PR #3032, opened 2025-10-17
Refactor hds side nav to hds app side nav and header

lisbet-alvarez:
# Description

Refactor admin & desktop UIs to use [hds app side nav](https://helios.hashicorp.design/components/app-side-nav) and [app header](https://helios.hashicorp.design/components/app-header) components. This PR also removes components + styles that are no longer needed as a result of the refactor. 

## How to Test

1. Please run a11y tests for both light and dark mode locally and verify everything passes. The only tests that currently fail are existing ones with missing ember-a11y-ignores (handled in a [separate PR](https://github.com/hashicorp/boundary-ui/pull/3159)).
2. Run e2e tests locally and verify nothing is failing. In CI desktop e2e tests are failing due to changes to admin ui, but should pass once this PR is merged in. Only one flaky admin ui (CE) is failing (unrelated to this PR).

## Checklist

## PCI review checklist

### DIFF
--- a/package.json
+++ b/package.json
@@ -53,7 +53,8 @@
       "ember-cli-babel>@babel/runtime": "7.27.6",
       "ember-try-config>package-json": "^10.0.1",
       "ember-loading>ember-concurrency": "^4.0.0",
-      "tmp": "^0.2.5"
+      "tmp": "^0.2.5",
+      "tar": "^7.5.8"
     },
     "ignoredBuiltDependencies": [
       "@parcel/watcher",
--- a/pnpm-lock.yaml
+++ b/pnpm-lock.yaml
@@ -15,6 +15,7 @@ overrides:
   ember-try-config>package-json: ^10.0.1
   ember-loading>ember-concurrency: ^4.0.0
   tmp: ^0.2.5
+  tar: ^7.5.8
 
 patchedDependencies:
   ember-loading:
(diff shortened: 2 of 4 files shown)


ui/desktop/app/templates/application.hbs
```diff
@@ -74,15 +63,49 @@
...
+  <Frame.Sidebar>
+    <Hds::AppSideNav>
+      <Hds::AppSideNav::Portal::Target />
+    </Hds::AppSideNav>
+  </Frame.Sidebar>
 
-</Rose::Layout::Global>
+  <Frame.Main>
+    {{outlet}}
+  </Frame.Main>
```
lisbet-alvarez: since a `<main>` element is added using hds app-frame then we no longer need instances of `main` in our templates. That is why those are removed in this PR.

addons/rose/addon/styles/hds/themes/dark-mode/index.scss
```diff
@@ -132,16 +132,94 @@
...
+    /* stylelint-disable selector-class-pattern */
+    .hds-app-side-nav__overlay {
+      background-color: var(--token-color-palette-neutral-50);
+    }
+
+    .hds-app-side-nav__list-title {
+      color: var(--token-color-palette-neutral-300);
+    }
+
+    .hds-app-side-nav__list-item-link.active {
```
lisbet-alvarez: when a side nav list item is active in light mode its a dark blue color but there are color contrast a11y violations if same color is used in dark mode. So used a blue color token that has good contrast.

addons/core/addon/components/scope-picker/index.hbs
ZedLi: It seems like if there's more than 5 scopes, it'll error out here as we don't have a `scopes.scope.scopes` route (as that's admin ui only)

addons/rose/addon/styles/hds/overrides.scss
ZedLi: Can we remove this override now to confirm migrating to the new side nav "fixes" the issue

addons/core/addon/components/scope-picker/index.hbs
```diff
@@ -4,18 +4,18 @@
...
+  data-test-header-scope-dropdown
+  ...attributes
   as |D|
 >
   {{#let this.currentScope as |scope|}}
     <D.ToggleButton
       @text={{scope.name}}
       @icon={{scope.icon}}
-      class='scope-picker__toggle-button'
+      class='dropdown_toggle_color_override'
```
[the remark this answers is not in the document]
lisbet-alvarez: ah yes, u are correct!

addons/core/addon/components/scope-picker/index.hbs
lisbet-alvarez: Great catch!

ui/desktop/app/templates/application.hbs
```diff
@@ -25,10 +25,45 @@
 
       <:globalActions>
         {{#if this.session.isAuthenticated}}
-          <ScopePicker
```
ZedLi: Could we have still used the `ScopePicker` but just also pass in a flag on whether to use the truncated org list? If they diverge too much this is also fine.

The only other thing is we may want to enforce a maximum height/scroll bar since it can still overflow and we'd have to still scroll the entire window down to read them.

Image

lisbet-alvarez: yeah it ultimately felt like the dropdowns were more different than similar due to one displaying truncated lists, orgs + indented projects, and "View all" links. So thought it would probably be easier to read as its own dropdown. 
Good catch on the overflow issue!
In regards to the failing e2e test, it is failing on the `admin/pages/login.js:22`  part of global setup to save autheticated state for reuse in desktop e2e tests. My understanding is that its failing due to desktop e2e tests using boundary binary that doesn't include these changes. Which is also why global setup does pass for admin e2e tests.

Your goal >>
Word for word, copy out the records.

Exercise answer >>
PR #3032, opened 2025-10-17
Refactor hds side nav to hds app side nav and header

lisbet-alvarez:
# Description

Refactor admin & desktop UIs to use [hds app side nav](https://helios.hashicorp.design/components/app-side-nav) and [app header](https://helios.hashicorp.design/components/app-header) components. This PR also removes components + styles that are no longer needed as a result of the refactor. 

## How to Test

1. Please run a11y tests for both light and dark mode locally and verify everything passes. The only tests that currently fail are existing ones with missing ember-a11y-ignores (handled in a [separate PR](https://github.com/hashicorp/boundary-ui/pull/3159)).
2. Run e2e tests locally and verify nothing is failing. In CI desktop e2e tests are failing due to changes to admin ui, but should pass once this PR is merged in. Only one flaky admin ui (CE) is failing (unrelated to this PR).

## Checklist

## PCI review checklist

### DIFF
--- a/package.json
+++ b/package.json
@@ -53,7 +53,8 @@
       "ember-cli-babel>@babel/runtime": "7.27.6",
       "ember-try-config>package-json": "^10.0.1",
       "ember-loading>ember-concurrency": "^4.0.0",
-      "tmp": "^0.2.5"
+      "tmp": "^0.2.5",
+      "tar": "^7.5.8"
     },
     "ignoredBuiltDependencies": [
       "@parcel/watcher",
--- a/pnpm-lock.yaml
+++ b/pnpm-lock.yaml
@@ -15,6 +15,7 @@ overrides:
   ember-try-config>package-json: ^10.0.1
   ember-loading>ember-concurrency: ^4.0.0
   tmp: ^0.2.5
+  tar: ^7.5.8
 
 patchedDependencies:
   ember-loading:
(diff shortened: 2 of 4 files shown)


ui/desktop/app/templates/application.hbs
```diff
@@ -74,15 +63,49 @@
...
+  <Frame.Sidebar>
+    <Hds::AppSideNav>
+      <Hds::AppSideNav::Portal::Target />
+    </Hds::AppSideNav>
+  </Frame.Sidebar>
 
-</Rose::Layout::Global>
+  <Frame.Main>
+    {{outlet}}
+  </Frame.Main>
```
lisbet-alvarez: since a `<main>` element is added using hds app-frame then we no longer need instances of `main` in our templates. That is why those are removed in this PR.

addons/rose/addon/styles/hds/themes/dark-mode/index.scss
```diff
@@ -132,16 +132,94 @@
...
+    /* stylelint-disable selector-class-pattern */
+    .hds-app-side-nav__overlay {
+      background-color: var(--token-color-palette-neutral-50);
+    }
+
+    .hds-app-side-nav__list-title {
+      color: var(--token-color-palette-neutral-300);
+    }
+
+    .hds-app-side-nav__list-item-link.active {
```
lisbet-alvarez: when a side nav list item is active in light mode its a dark blue color but there are color contrast a11y violations if same color is used in dark mode. So used a blue color token that has good contrast.

addons/core/addon/components/scope-picker/index.hbs
ZedLi: It seems like if there's more than 5 scopes, it'll error out here as we don't have a `scopes.scope.scopes` route (as that's admin ui only)

addons/rose/addon/styles/hds/overrides.scss
ZedLi: Can we remove this override now to confirm migrating to the new side nav "fixes" the issue

addons/core/addon/components/scope-picker/index.hbs
```diff
@@ -4,18 +4,18 @@
...
+  data-test-header-scope-dropdown
+  ...attributes
   as |D|
 >
   {{#let this.currentScope as |scope|}}
     <D.ToggleButton
       @text={{scope.name}}
       @icon={{scope.icon}}
-      class='scope-picker__toggle-button'
+      class='dropdown_toggle_color_override'
```
[the remark this answers is not in the document]
lisbet-alvarez: ah yes, u are correct!

addons/core/addon/components/scope-picker/index.hbs
lisbet-alvarez: Great catch!

ui/desktop/app/templates/application.hbs
```diff
@@ -25,10 +25,45 @@
 
       <:globalActions>
         {{#if this.session.isAuthenticated}}
-          <ScopePicker
```
ZedLi: Could we have still used the `ScopePicker` but just also pass in a flag on whether to use the truncated org list? If they diverge too much this is also fine.

The only other thing is we may want to enforce a maximum height/scroll bar since it can still overflow and we'd have to still scroll the entire window down to read them.

Image

lisbet-alvarez: yeah it ultimately felt like the dropdowns were more different than similar due to one displaying truncated lists, orgs + indented projects, and "View all" links. So thought it would probably be easier to read as its own dropdown. 
Good catch on the overflow issue!
In regards to the failing e2e test, it is failing on the `admin/pages/login.js:22`  part of global setup to save autheticated state for reuse in desktop e2e tests. My understanding is that its failing due to desktop e2e tests using boundary binary that doesn't include these changes. Which is also why global setup does pass for admin e2e tests.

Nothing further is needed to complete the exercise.